Data records Start Marker
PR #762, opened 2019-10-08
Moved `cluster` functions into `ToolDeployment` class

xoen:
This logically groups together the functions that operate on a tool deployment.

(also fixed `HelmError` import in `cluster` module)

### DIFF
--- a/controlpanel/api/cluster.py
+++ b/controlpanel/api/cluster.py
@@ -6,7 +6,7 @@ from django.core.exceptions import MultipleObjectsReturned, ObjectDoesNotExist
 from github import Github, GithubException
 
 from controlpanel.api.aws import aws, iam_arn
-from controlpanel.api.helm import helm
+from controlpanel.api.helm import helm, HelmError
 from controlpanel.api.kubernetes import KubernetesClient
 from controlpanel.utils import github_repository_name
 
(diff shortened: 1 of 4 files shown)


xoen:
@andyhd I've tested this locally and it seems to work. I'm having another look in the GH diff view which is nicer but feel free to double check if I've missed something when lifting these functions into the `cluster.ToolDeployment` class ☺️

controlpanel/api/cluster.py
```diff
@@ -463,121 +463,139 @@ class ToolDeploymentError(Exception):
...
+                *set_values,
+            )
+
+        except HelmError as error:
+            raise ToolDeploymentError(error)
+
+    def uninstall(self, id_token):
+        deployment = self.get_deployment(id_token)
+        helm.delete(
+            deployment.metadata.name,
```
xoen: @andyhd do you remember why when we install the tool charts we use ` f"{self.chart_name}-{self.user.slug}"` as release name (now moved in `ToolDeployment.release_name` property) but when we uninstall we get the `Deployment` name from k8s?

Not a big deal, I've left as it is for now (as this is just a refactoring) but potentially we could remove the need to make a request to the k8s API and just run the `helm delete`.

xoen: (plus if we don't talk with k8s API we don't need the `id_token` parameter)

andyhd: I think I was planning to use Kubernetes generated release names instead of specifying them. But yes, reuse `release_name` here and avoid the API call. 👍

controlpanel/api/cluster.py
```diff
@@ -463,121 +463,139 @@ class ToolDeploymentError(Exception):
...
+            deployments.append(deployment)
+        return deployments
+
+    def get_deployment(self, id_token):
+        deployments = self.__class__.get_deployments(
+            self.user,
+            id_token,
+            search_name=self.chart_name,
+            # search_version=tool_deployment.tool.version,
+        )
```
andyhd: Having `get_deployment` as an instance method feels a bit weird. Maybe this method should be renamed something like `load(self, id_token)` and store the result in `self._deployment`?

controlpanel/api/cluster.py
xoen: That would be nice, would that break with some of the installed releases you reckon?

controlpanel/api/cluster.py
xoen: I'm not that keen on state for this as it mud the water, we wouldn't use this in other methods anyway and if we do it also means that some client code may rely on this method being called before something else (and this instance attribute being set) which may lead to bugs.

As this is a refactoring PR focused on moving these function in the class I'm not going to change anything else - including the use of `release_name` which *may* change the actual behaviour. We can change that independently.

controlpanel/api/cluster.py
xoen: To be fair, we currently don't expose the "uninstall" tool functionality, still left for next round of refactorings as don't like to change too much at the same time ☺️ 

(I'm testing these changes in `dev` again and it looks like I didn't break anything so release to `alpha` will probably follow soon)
Data records End Marker
- What is expected
If a line in the records contains the string "instance", copy it out.

- Written response
andyhd: Having `get_deployment` as an instance method feels a bit weird. Maybe this method should be renamed something like `load(self, id_token)` and store the result in `self._deployment`?
xoen: I'm not that keen on state for this as it mud the water, we wouldn't use this in other methods anyway and if we do it also means that some client code may rely on this method being called before something else (and this instance attribute being set) which may lead to bugs.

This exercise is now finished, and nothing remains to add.